Community bonding period | Formalize requirements, assemble test suite for heap monitor
26.05. - 31.05. | #01, #02 Basic functionality tests and Wiki description
02.06. - 07.06. | #03, #04 Basic implementation, Integration of asizeof
09.06. - 14.06. | #05, #06, #07 Heap monitor passes tests, Annotate debug output
16.06. - 21.06. | #10, #11 Advanced functionality tests and Wiki description
23.06. - 28.06. | #12, #13 Data serialization and log analyzer
30.06. - 05.07. | #14, #15 Reference cycle tracker, background monitoring 07.07. - 12.07. | #16, #17 Per-Instance Logger, passes tests 14.07. - 19.07. | #20 Log analyzer demo 21.07. - 02.08. | #30, #31, #50, #51 Memory reduction attempts and documentation 04.08. - 09.08. | #A or #B Optional task 11.08. - 16.08. | #40 Document memory reduction recommendation, Review introspection API 18.08. - 31.08. | Final evaluation """]]

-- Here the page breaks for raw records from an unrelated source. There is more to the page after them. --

PR #2451, opened 2020-06-01
Allow demote SRTP call to RTP when using re-INVITE with PJSUA_CALL_REINIT_MEDIA

trengginas:
Although the standards doesn't prohibit this, currently demoting a SRTP call to RTP call is not allowed when `PJSUA_CALL_REINIT_MEDIA` is specified.
This PR will allow demoting such scenario provided that `PJSUA_CALL_REINIT_MEDIA` is used when modifying the call session (using re-INVITE or UPDATE). 

Upon testing, a bug is also found when using DTLS-SRTP with this scenario:
1. Caller send INVITE
2. Callee send 200/OK
3. Caller send re-INVITE with modified media transport address (`PJSUA_CALL_REINIT_MEDIA` is specified). 
4. Callee doesn't reinitiate DTLS renegotiation triggering `PJMEDIA_SRTP_EKEYNOTREADY` error, since on the caller side it has re-initialize the media.

### DIFF
--- a/pjmedia/src/pjmedia/transport_srtp_dtls.c
+++ b/pjmedia/src/pjmedia/transport_srtp_dtls.c
@@ -39,7 +39,7 @@
 #endif
 
 /* Set to 1 to enable DTLS-SRTP debugging */
-#define DTLS_DEBUG  0
+#define DTLS_DEBUG  1
 
 /* DTLS-SRTP transport op */
 static pj_status_t dtls_media_create  (pjmedia_transport *tp,
@@ -898,10 +898,11 @@ static pj_status_t parse_setup_finger_attr(dtls_srtp *ds,
     return PJ_SUCCESS;
 }
 
-
 static pj_status_t get_rem_addrs(dtls_srtp *ds,
 				 const pjmedia_sdp_session *sdp_remote,
-				 unsigned media_index)
+				 unsigned media_index,
+                                 pj_sockaddr *rem_rtp,
+                                 pj_sockaddr *rem_rtcp)
 {
     pjmedia_sdp_media *m_rem = sdp_remote->media[media_index];
     pjmedia_sdp_conn *conn;
@@ -918,7 +919,7 @@ static pj_status_t get_rem_addrs(dtls_srtp *ds,
 	}
     }
     if (af != pj_AF_UNSPEC()) {
-	pj_sockaddr_init(af, &ds->rem_addr, &conn->addr,
+	pj_sockaddr_init(af, rem_rtp, &conn->addr,
 			 m_rem->desc.port);
     } else {
 	return PJ_EAFNOTSUP;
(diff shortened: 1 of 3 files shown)


pjmedia/src/pjmedia/transport_srtp_dtls.c
```diff
@@ -1247,12 +1249,31 @@ static pj_status_t dtls_encode_sdp( pjmedia_transport *tp,
 		    (ds->setup==DTLS_SETUP_ACTIVE? &ID_ACTIVE:&ID_PASSIVE));
 	pjmedia_sdp_media_add_attr(m_loc, a);
 
+        if (last_setup != DTLS_SETUP_UNKNOWN && sdp_remote) {
+            pj_sockaddr rem_rtp;
+            pj_sockaddr rem_rtcp;
+
+            pj_bzero(&rem_rtp, sizeof(rem_rtp));
+            pj_bzero(&rem_rtcp, sizeof(rem_rtcp));
```
nanangizz, line 1257: unnecessary? `pj_sockaddr_init()` will be used in `get_rem_addrs()`

pjsip/src/pjsua-lib/pjsua_media.c
```diff
@@ -3001,6 +3001,7 @@ pj_status_t pjsua_media_channel_deinit(pjsua_call_id call_id)
 	    call_med->tp = call_med->tp_orig = NULL;
 	}
         call_med->tp_orig = NULL;
+        call_med->rem_srtp_use = PJ_FALSE;
```
nanangizz, line 3004: should be set to `PJMEDIA_SRTP_DISABLED`? or create new enum `UNKNOWN` (==`DISABLED`) & set to this.

pjmedia/src/pjmedia/transport_srtp_dtls.c
```diff
@@ -1492,8 +1515,10 @@ static pj_status_t dtls_media_start( pjmedia_transport *tp,
...
 	    /* Attach ourselves to member transport for DTLS nego. */
-	    if (!pj_sockaddr_has_addr(&ds->rem_addr))
-		get_rem_addrs(ds, sdp_remote, media_index);
+            if (!pj_sockaddr_has_addr(&ds->rem_addr)) {
+                get_rem_addrs(ds, sdp_remote, media_index, &ds->rem_addr,
+                              &ds->rem_rtcp);
+            }
 
 	    if (pj_sockaddr_has_addr(&ds->rem_addr))
 		pj_sockaddr_cp(&ap.rem_addr, &ds->rem_addr);
```
nanangizz, line 1524: for consistency, shouldn't we also set `peer_use` (to `MANDATORY`) in `media_start()`?

pjmedia/src/pjmedia/transport_srtp_dtls.c
trengginas: ok

pjmedia/src/pjmedia/transport_srtp_dtls.c
trengginas: ok

pjsip/src/pjsua-lib/pjsua_media.c
trengginas: ok

pjmedia/src/pjmedia/transport_srtp_dtls.c
```diff
@@ -1268,7 +1265,7 @@ static pj_status_t dtls_encode_sdp( pjmedia_transport *tp,
         }
 
 	/* Check if remote signals DTLS re-nego by changing its
-	 * setup/fingerprint in SDP.
+	 * setup/fingerprint in SDP or changed in media transport address.
```
nanangizz, line 1268: perhaps "... setup/fingerprint or media transport address in SDP"?

sauwming:
Make sure it passes pjsua test first before merging since I saw several failures in srtp tests

trengginas:
> Make sure it passes pjsua test first before merging since I saw several failures in srtp tests

Test it here using and ubuntu and passed the tests. Tried testing from a fork with the patch, passed the test.

PR #2466, opened 2020-06-21
Blocker bug,Fixed a bug when a rtp pkt timestamp is 0 but not more th…

Ratelsun:
Blocker bug,Fixed a bug when a rtp pkt timestamp is 0 but not more than 0, then frist and second frame be made together for a new wrong frame, and it will make decoder die

### DIFF
--- a/pjmedia/src/pjmedia/vid_stream.c
+++ b/pjmedia/src/pjmedia/vid_stream.c
@@ -1279,7 +1279,7 @@ static pj_status_t decode_frame(pjmedia_vid_stream *stream,
                                 pjmedia_frame *frame)
 {
     pjmedia_vid_channel *channel = stream->dec;
-    pj_uint32_t last_ts = 0, frm_ts = 0;
+    pj_uint32_t last_ts = -1, frm_ts = 0;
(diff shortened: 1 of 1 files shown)


pjmedia/src/pjmedia/vid_stream.c
```diff
@@ -1279,7 +1279,7 @@ static pj_status_t decode_frame(pjmedia_vid_stream *stream,
                                 pjmedia_frame *frame)
 {
     pjmedia_vid_channel *channel = stream->dec;
-    pj_uint32_t last_ts = 0, frm_ts = 0;
+    pj_uint32_t last_ts = -1, frm_ts = 0;
```
nanangizz, line 1282: perhaps it's better to introduce a new boolean flag, e.g: `last_ts_set`, because:
- negative value does not fit unsigned type,
- RTP ts is 32 bits, so any value (including `0` & `-1`) may still match a real RTP ts.

nanangizz:
also, please stop spamming other PR/issue for attention!

nanangizz:
Continued in #2584.

PR #2468, opened 2020-06-23
Call state not progressing due to ICE callback not propagated

nanangizz:
In PJSIP internal, the ICE initialization callback may never propagated to PJSUA due to failure in acquiring PJSUA mutex, as shown in the log line:
```
Timed-out trying to acquire PJSUA mutex (possibly system has deadlocked) in ice_init_complete_cb
```
The problem is in the `ice_init_complete_cb()` implementation in `pjsua_media.c`, it simply returns when `acquire_call()` fails, because it wrongly assumes that the call has already ended.

Thanks to Mark Woodard for the report.


Ratelsun:
Can you help me check or review  #2466 ?

PR #2793, opened 2021-08-12
Allow macos to share from USB camera

sean-horton:
Goal: Allow macOS to share video from attached USB web cams. Three things were done. 

1. Add `AVCaptureDeviceTypeExternalUnknown` when fetching cameras from the system. This will allow pjsip to see USB cameras.
2. Moved contents of `darwin_factory_init` into `darwin_factory_refresh`. As such, `init` now calls `refresh`. This allows pjsip to see added/removed USB camera devices when refreshing devs. 
3. I noticed while sharing a USB camera into a call and unplugging the camera, pjsip would throw an assert. This is because `session_runtime_error` is calling `PJ_LOG` from a non-registered thread in `NSNotificationCenter`. I've commented the LOG statement, but maybe there is a better option to handle this.

### DIFF
--- a/pjmedia/src/pjmedia-videodev/darwin_dev.m
+++ b/pjmedia/src/pjmedia-videodev/darwin_dev.m
@@ -286,7 +286,7 @@ static pj_status_t darwin_factory_destroy(pjmedia_vid_dev_factory *f)
 /* API: refresh the list of devices */
 static pj_status_t darwin_factory_refresh(pjmedia_vid_dev_factory *f)
 {
-struct darwin_factory *qf = (struct darwin_factory*)f;
+    struct darwin_factory *qf = (struct darwin_factory*)f;
     struct darwin_dev_info *qdi;
     unsigned i, l, first_idx, front_idx = -1;
     enum { MAX_DEV_COUNT = 8 };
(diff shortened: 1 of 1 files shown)


trengginas:
Thanks for the patch!

> 3. I noticed while sharing a USB camera into a call and unplugging the camera, pjsip would throw an assert. This is because `session_runtime_error` is calling `PJ_LOG` from a non-registered thread in `NSNotificationCenter`. I've commented the LOG statement, but maybe there is a better option to handle this.

Does the `session_runtime_error` called from the same thread each time?
If so, you can add checks and register the thread like [here](https://github.com/pjsip/pjproject/blob/master/pjmedia/src/pjmedia-videodev/sdl_dev.c#L334)

sauwming:
Alternatively, replacing it with NSLog() should be fine, IMO, similar to here:
https://github.com/pjsip/pjproject/blob/master/pjmedia/src/pjmedia-videodev/ios_opengl_dev.m#L171

The downside is that this log won't be output to the PJSIP log file.

sean-horton:
Adding the below to `session_runtime_error` does resolve the crash and I see PJ_LOG log successfully. From my testing each time `session_runtime_error` is called it seems to be the same thread from `NSNotificationCenter`.

Does this look appropriate for registering the thread?
```
    if (!pj_thread_is_registered()) {
        pj_thread_t *thread;
        static pj_thread_desc thread_desc;
        pj_bzero(thread_desc, sizeof(pj_thread_desc));
        pj_thread_register("NSNotificationCenter", thread_desc, &thread);
    }
```

sauwming (approved):

nanangizz (approved):

trengginas (approved):

PR #2797, opened 2021-08-13
Replace deprecated Android Camera framework with Camera2

nanangizz:
Camera2 is the latest Android camera framework API that replaces the deprecated camera framework libraries, as described [here](https://developer.android.com/training/camera2). This framework is added in API level 21 (or Android 5.0 released in Oct 2014). In this framework, enumerating cameras and their capabilities (e.g: format, size) does not seem to need camera permission, so application can request for user permission only when about to use it (instead of in the library initialization).

PS: there is also [CameraX](https://developer.android.com/training/camerax) framework as jetpack support library, which seems to be a wrapper of both Camera & camera2 frameworks, but it seems to be still in alpha version. Also it does not seem to work (straightforwardly) with `SurfaceView` for video preview (initially this is the main reason of not using this framework, but lately realized that we use `SurfaceView` for debugging purpose only).

An interesting fact when testing camera2 in Samsung S10, it does not report NV21 format capability as in older framework Camera, it reports I420/YUV_420_888 capability (along with few private formats). However, when capturing using I420 format, the returned frame buffer is actually in NV21 format, but represented as I420 via camera2 Plane structure, which has 'pixel stride' attribute (note: it is different from 'row stride').

### DIFF
--- a/pjmedia/src/pjmedia-videodev/android/PjCamera2.java
+++ b/pjmedia/src/pjmedia-videodev/android/PjCamera2.java
@@ -1,0 +1,307 @@
+/* $Id$ */
+/*
+ * Copyright (C) 2021 Teluu Inc. (http://www.teluu.com)
+ *
+ * This program is free software; you can redistribute it and/or modify
+ * it under the terms of the GNU General Public License as published by
+ * the Free Software Foundation; either version 2 of the License, or
+ * (at your option) any later version.
+ *
+ * This program is distributed in the hope that it will be useful,
+ * but WITHOUT ANY WARRANTY; without even the implied warranty of
+ * MERCHANTABILITY or FITNESS FOR A PARTICULAR PURPOSE.  See the
+ * GNU General Public License for more details.
+ *
+ * You should have received a copy of the GNU General Public License
+ * along with this program; if not, write to the Free Software
+ * Foundation, Inc., 59 Temple Place, Suite 330, Boston, MA  02111-1307  USA
+ */
+package org.pjsip;
+
+import android.hardware.camera2.CameraCaptureSession;
+import android.hardware.camera2.CameraDevice;
+import android.hardware.camera2.CameraManager;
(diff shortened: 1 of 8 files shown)


pjmedia/src/pjmedia-videodev/android/PjCamera2.java
```diff
@@ -0,0 +1,307 @@
+/* $Id$ */
```
sauwming, line 1: No longer needed?
Also below.

pjmedia/src/pjmedia-videodev/android_dev.c
```diff
@@ -1109,6 +1143,162 @@ static pj_status_t and_stream_destroy(pjmedia_vid_dev_stream *s)
...
+    f.timestamp.u64 = strm->frame_ts.u64;
+    f.buf = data_buf = p0;
+
+    Y = (pj_uint8_t*)f.buf;
+    U = Y + strm->vafp.plane_bytes[0];
+    V = U + strm->vafp.plane_bytes[1];
+
+    /* Check if we need conversion here, this is the tricky part of camera2.
+     * When we request I420, the returned buffer may not be actually I420,
+     * for example it is NV21 in Samsung S10. The camera2 'cheats' us via
```
sauwming, line 1198: Maybe it's better to move device-specific testing to the issue desc/comment instead. One reason is that there will be timestamp that can be easily tracked in the issue page.

sauwming (approved):

pjmedia/src/pjmedia-videodev/android_dev.c
nanangizz: The code comment is about a sample case & details of the buffer trick by camera2 which is closely related to the conversion checks done in the following code, instead of a specific device test result. Anyway, the device may exhibit different behavior in the future which can be confusing, so I just stripped it out.

Issue #2181, opened 2019-03-05
Video conference implementation


pjsipbot:
_2019-03-05 06:11:20: @nanangizz_ _created the issue on trac ticket [2181](https://trac.pjsip.org/repos/ticket/2181)_

This ticket will implement video conference using centralized approach which is very similar to the existing audio conference, i.e: there will be an endpoint that act as the conference manager that is capable to establish multiple video calls, mix video from the participants (managed via connecting/disconnecting ports), and then send the mixing result to each participant. The video mixing operation is done by video conference bridge, which will use very similar APIs to the audio conference bridge.

### Video conference bridge specifications

 - Video timing clock, just like audio, the video conference bridge will have a clock that schedules video flow between ports.
 - All registered ports must be in passive mode (at least for now), so the conference bridge will actively pull video frames from source ports and push video frames to sink ports.
 - Ports can be bidirectional (they are PJMEDIA ports anyway) and just like in audio, ports connection is unidirectional, from a source port to a sink port.
 - A source port may send to multiple sink ports (splitting), and a sink port may receive from multiple source ports (mixing). For splitting, there is no sink port number limitation, but for mixing currently it will only support up to four video sources (actually no limitation, but only the first four will be rendered).
 - Video mixing layout. For now it will be static and no customization, e.g:
   - two source ports will be rendered into left/right layout for a landscape sink port, or top/bottom layout for a portrait sink
   - three source ports will be rendered into left+(top/bottom) layout for a landscape sink, or top+(left/right) layout for a portrait sink
   - four source ports will be rendered into 2x2 layout (equally divided slices) for a landscape sink, or four vertically stacked slices for a portrait sink.

### Implementation

Basically, the video conference implementation shares the same concept as the audio conference, so for applications that already have audio conference feature, integrating video conference feature should be relatively simple.

For participant, no modification is needed, it will see the video conference as a usual P2P video call, the video from other participants will be rendered into the same video window of the remote side of the video call (the conference manager).

For conference manager, it can setups the video conference using a very similar way as setting up an audio conference (with additional efforts for managing the UI perhaps). A sample code for this can be checked below.

### Conference ports in a video window in PJSUA

A video window may be related to two or more conference ports, application should be aware of this so it can manage the conference properly.

A video window represents a video renderer device and is automatically registered to the video conference bridge. The conference slot ID can be queried via `pjsua_vid_win_get_info()`, the slot ID should be in `pjsua_vid_win_info.slot_id`. This is a sink port.

[...]

PR #2798, opened 2021-08-16
High video latency when decoder frame rate is initialized lower than actually received

nanangizz:
When the video receiver endpoint is initialized with 15 frames per second (default setting in OpenH264) and the sender actually sends 30 frames per second, video latency experienced by the receiver will keep increasing until jitter buffer capacity maxed out. 

After investigation, the video conference only configures the sink port's frame rate once, i.e: when it is registered. While in the event of frame rate changed (or format changed), PJSUA-LIB only reconnect the stream decoder to renderer, which won't update the stream decoder's frame rate in the video conference bridge. This PR's patch introduces new API to update/refresh port states in the video conference bridge, which is invoked by PJSUA-LIB when it receives format change event. Note that with the new API, reconnecting stream decoder to renderer is no longer necessary, also any other connection involving stream decoder or renderer should also be updated (also without reconnecting).

This issue should not be occurred prior to video conference implementation (#2181).

### DIFF
--- a/pjmedia/src/pjmedia/vid_conf.c
+++ b/pjmedia/src/pjmedia/vid_conf.c
@@ -87,6 +87,7 @@ typedef struct vconf_port
     unsigned		 idx;		/**< Port index.		    */
     pj_str_t		 name;		/**< Port name.			    */
     pjmedia_port	*port;		/**< Video port.		    */
+    pjmedia_format	 format;	/**< Copy of port format info.	    */
     pj_uint32_t		 ts_interval;	/**< Port put/get interval.	    */
     pj_timestamp	 ts_next;	/**< Time for next put/get_frame(). */
     void		*get_buf;	/**< Buffer for get_frame().	    */
@@ -269,6 +270,7 @@ PJ_DEF(pj_status_t) pjmedia_vid_conf_add_port( pjmedia_vid_conf *vid_conf,
     /* Set pool, port, index, and name */
     cport->pool = pool;
     cport->port = port;
+    cport->format = port->info.fmt;
     cport->idx  = index;
     pj_strdup_with_null(pool, &cport->name, name);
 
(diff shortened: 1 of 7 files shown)


sauwming:
Would this be better if there's a new API instead, such as `pjsua_vid_conf_update_port()`?

nanangizz:
> Would this be better if there's a new API instead, such as `pjsua_vid_conf_update_port()`?

Good idea.

pjmedia/src/pjmedia/vid_conf.c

I will be available for the full time. However, I plan to take one week off for vacation.
I study computer science in the final year at the Technische Universität Dresden. My main fields of interest are software development toolchains, operating-, realtime-, and embedded systems.
I have been working as a software developer for the Fraunhofer society for three years. In the Institute for Ceramic Technologies and Systems I developed measurement and instrumentation control software and was responsible for the software infrastructure of the Linux measurement stations. Furthermore, I have been working on the open source project RosAsm for two years. During this time I developed the integrated debugger and submitted a number of patches. Due to RosAsm's very limited scope of application I moved on to different projects.
The last few months I have been working on a student research project for the operating systems department of my university. The goal is to examine if it is feasible to replace an existing GNU Make based build system with SCons. I learnt a lot about SCons internals and general build system concepts along the way. The empiric results revealed the huge gap between Make and SCons with regards to memory consumption. As SCons performed well in other tests and I took a great fancy toward SCons, I felt tempted to do something about the memory consumption problem. I would very much like to apply my previous experience to your project's continued success.